§ **What you should do**
Below are the entries; give again exactly the lines from the one mentioning "Observed: the most" through the one mentioning "## Proposed fix", inclusive.

━━ Source information

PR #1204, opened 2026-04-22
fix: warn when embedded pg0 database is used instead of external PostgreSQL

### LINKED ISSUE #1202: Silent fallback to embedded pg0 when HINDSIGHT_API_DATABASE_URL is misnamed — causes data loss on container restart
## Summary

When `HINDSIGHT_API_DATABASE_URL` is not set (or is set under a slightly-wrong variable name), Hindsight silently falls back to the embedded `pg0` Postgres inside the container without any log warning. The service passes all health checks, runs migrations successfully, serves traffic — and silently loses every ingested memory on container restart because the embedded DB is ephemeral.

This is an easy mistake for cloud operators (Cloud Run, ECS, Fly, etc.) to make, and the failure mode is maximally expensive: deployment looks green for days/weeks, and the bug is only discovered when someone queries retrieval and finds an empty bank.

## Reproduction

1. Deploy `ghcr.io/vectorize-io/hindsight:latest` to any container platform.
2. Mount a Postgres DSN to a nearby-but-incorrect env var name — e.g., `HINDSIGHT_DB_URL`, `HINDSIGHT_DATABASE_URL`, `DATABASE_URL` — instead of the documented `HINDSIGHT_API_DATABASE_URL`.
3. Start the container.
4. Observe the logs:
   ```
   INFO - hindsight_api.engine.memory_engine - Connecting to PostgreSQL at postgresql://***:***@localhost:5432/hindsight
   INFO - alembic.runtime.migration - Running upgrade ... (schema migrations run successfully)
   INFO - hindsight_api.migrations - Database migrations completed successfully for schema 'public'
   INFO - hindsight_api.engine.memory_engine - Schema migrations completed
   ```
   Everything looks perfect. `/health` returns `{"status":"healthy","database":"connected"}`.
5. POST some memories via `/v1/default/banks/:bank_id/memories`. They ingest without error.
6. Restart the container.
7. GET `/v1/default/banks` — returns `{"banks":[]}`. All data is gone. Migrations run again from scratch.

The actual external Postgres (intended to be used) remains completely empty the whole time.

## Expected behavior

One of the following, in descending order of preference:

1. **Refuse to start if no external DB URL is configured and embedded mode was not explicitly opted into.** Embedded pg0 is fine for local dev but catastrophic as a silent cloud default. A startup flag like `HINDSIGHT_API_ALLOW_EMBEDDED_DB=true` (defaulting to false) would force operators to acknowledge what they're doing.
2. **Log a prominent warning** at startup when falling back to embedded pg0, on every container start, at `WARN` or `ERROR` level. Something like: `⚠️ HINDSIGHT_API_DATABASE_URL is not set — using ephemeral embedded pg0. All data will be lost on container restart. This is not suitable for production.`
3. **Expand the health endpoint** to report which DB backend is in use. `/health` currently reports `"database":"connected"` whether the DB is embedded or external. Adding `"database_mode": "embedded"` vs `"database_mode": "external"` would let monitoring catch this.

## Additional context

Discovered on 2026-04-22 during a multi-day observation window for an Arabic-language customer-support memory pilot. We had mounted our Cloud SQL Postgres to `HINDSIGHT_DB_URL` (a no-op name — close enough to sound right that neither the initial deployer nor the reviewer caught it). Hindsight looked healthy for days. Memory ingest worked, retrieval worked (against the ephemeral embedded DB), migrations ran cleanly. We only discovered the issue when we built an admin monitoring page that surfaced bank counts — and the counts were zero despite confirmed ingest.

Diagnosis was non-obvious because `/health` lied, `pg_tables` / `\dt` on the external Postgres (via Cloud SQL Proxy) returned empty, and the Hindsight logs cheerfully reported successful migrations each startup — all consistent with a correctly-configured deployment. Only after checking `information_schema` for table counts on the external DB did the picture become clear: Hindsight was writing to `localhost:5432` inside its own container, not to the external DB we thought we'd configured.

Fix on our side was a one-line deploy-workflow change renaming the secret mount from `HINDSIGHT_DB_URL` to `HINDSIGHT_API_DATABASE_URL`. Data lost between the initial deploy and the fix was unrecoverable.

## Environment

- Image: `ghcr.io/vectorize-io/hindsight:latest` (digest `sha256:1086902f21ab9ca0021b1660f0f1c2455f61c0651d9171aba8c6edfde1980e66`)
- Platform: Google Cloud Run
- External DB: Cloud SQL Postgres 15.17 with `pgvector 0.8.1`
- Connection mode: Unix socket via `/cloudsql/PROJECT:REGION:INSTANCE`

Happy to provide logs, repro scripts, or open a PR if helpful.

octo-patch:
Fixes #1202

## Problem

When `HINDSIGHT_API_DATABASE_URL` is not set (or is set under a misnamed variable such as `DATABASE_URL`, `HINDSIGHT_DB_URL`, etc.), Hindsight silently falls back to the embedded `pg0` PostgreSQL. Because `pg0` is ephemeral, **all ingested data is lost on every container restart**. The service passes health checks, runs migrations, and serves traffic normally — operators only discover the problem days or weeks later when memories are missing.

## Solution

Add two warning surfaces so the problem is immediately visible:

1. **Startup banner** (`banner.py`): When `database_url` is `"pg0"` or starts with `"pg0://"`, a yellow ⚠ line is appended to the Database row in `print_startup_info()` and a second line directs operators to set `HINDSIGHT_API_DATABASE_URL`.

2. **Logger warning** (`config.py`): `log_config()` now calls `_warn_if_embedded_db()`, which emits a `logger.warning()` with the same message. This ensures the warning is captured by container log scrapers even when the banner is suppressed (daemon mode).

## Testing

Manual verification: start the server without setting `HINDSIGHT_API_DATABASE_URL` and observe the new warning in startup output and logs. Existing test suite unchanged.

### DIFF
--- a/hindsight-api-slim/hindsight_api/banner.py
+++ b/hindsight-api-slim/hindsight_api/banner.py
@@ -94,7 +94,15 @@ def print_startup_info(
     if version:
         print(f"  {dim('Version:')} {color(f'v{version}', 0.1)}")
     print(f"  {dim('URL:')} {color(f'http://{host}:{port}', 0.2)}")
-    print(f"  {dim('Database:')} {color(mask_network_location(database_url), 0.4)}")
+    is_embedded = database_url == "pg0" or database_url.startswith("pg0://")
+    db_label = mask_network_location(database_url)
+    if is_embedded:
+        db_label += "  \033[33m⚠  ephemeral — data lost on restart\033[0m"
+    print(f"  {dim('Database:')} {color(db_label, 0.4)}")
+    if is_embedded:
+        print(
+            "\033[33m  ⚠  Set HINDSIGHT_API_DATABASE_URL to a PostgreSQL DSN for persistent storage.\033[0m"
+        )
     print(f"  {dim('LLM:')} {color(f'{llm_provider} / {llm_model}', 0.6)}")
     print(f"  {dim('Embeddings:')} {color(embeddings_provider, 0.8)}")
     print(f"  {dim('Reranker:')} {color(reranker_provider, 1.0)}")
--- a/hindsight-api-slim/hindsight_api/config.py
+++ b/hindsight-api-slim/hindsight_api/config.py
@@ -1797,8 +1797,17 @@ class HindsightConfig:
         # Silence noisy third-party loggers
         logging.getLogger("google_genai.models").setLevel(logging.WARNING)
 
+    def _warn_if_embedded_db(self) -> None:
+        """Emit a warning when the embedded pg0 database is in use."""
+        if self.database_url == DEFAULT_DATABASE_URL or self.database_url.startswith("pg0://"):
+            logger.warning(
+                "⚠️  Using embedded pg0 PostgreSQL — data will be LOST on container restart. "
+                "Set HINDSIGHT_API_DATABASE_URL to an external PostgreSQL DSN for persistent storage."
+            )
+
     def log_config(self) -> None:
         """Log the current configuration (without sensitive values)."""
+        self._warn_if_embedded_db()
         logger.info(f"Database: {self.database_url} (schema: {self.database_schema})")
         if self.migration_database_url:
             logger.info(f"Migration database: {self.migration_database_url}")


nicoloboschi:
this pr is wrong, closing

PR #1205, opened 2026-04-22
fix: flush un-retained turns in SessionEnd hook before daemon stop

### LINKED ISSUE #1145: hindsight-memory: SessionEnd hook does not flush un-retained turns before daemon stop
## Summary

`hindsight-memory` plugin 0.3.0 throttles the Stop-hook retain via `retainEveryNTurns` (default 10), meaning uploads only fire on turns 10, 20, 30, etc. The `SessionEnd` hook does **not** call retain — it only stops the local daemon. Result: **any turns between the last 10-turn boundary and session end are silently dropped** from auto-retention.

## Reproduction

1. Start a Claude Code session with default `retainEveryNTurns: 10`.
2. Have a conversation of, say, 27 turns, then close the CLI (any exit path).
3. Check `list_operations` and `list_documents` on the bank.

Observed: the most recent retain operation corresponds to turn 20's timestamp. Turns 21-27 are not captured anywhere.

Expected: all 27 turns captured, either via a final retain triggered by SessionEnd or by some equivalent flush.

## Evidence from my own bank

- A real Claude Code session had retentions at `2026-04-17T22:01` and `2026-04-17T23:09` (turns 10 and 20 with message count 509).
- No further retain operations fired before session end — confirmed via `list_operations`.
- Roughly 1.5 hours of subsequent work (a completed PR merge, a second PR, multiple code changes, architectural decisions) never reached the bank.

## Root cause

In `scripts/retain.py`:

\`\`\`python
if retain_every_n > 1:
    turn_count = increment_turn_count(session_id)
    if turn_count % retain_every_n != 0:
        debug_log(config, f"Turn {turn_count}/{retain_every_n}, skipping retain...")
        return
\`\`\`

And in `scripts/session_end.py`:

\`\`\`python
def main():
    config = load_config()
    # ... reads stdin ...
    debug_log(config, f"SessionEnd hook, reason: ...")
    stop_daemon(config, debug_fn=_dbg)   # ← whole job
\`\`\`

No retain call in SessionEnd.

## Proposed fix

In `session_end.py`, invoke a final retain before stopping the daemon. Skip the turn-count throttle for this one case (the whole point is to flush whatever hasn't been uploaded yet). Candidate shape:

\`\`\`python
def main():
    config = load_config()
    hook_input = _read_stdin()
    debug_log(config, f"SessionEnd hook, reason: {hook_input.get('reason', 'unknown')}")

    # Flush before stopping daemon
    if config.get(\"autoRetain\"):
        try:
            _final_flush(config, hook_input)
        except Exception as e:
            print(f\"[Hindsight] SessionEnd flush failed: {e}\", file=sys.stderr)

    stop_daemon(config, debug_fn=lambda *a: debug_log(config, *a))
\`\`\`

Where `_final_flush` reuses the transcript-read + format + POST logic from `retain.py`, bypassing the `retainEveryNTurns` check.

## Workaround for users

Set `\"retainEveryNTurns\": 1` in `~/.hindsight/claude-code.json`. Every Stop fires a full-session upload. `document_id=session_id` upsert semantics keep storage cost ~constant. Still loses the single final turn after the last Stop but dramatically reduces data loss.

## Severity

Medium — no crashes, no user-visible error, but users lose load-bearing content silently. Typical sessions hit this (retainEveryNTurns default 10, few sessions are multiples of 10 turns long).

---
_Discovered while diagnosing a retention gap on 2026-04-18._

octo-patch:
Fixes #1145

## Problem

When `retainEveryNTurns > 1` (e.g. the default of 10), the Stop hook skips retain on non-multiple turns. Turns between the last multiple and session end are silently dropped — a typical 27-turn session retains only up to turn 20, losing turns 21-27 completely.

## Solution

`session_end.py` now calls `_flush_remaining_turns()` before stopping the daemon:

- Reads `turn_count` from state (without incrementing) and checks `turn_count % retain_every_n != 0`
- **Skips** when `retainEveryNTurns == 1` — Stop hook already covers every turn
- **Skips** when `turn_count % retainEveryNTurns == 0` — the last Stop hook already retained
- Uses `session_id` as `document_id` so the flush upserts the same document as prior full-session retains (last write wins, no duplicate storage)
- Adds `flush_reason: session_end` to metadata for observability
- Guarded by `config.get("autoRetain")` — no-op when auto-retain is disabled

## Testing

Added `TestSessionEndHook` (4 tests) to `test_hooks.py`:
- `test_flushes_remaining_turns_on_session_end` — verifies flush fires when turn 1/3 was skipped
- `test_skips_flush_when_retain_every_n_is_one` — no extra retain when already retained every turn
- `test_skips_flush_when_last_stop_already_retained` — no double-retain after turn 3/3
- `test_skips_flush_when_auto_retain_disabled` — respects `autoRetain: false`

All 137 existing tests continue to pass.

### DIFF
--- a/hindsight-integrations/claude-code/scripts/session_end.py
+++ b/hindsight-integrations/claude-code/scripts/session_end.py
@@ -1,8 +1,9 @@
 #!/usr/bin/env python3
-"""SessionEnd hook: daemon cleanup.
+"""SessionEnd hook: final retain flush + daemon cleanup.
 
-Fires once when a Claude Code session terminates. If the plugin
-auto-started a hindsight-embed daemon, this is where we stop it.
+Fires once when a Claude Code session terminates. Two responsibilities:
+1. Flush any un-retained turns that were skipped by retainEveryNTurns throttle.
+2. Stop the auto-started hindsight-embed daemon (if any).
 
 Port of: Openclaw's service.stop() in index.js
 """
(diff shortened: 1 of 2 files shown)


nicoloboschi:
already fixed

━━━━

§ **Response to the exercise**
Observed: the most recent retain operation corresponds to turn 20's timestamp. Turns 21-27 are not captured anywhere.

Expected: all 27 turns captured, either via a final retain triggered by SessionEnd or by some equivalent flush.

## Evidence from my own bank

- A real Claude Code session had retentions at `2026-04-17T22:01` and `2026-04-17T23:09` (turns 10 and 20 with message count 509).
- No further retain operations fired before session end — confirmed via `list_operations`.
- Roughly 1.5 hours of subsequent work (a completed PR merge, a second PR, multiple code changes, architectural decisions) never reached the bank.

## Root cause

In `scripts/retain.py`:

\`\`\`python
if retain_every_n > 1:
    turn_count = increment_turn_count(session_id)
    if turn_count % retain_every_n != 0:
        debug_log(config, f"Turn {turn_count}/{retain_every_n}, skipping retain...")
        return
\`\`\`

And in `scripts/session_end.py`:

\`\`\`python
def main():
    config = load_config()
    # ... reads stdin ...
    debug_log(config, f"SessionEnd hook, reason: ...")
    stop_daemon(config, debug_fn=_dbg)   # ← whole job
\`\`\`

No retain call in SessionEnd.

## Proposed fix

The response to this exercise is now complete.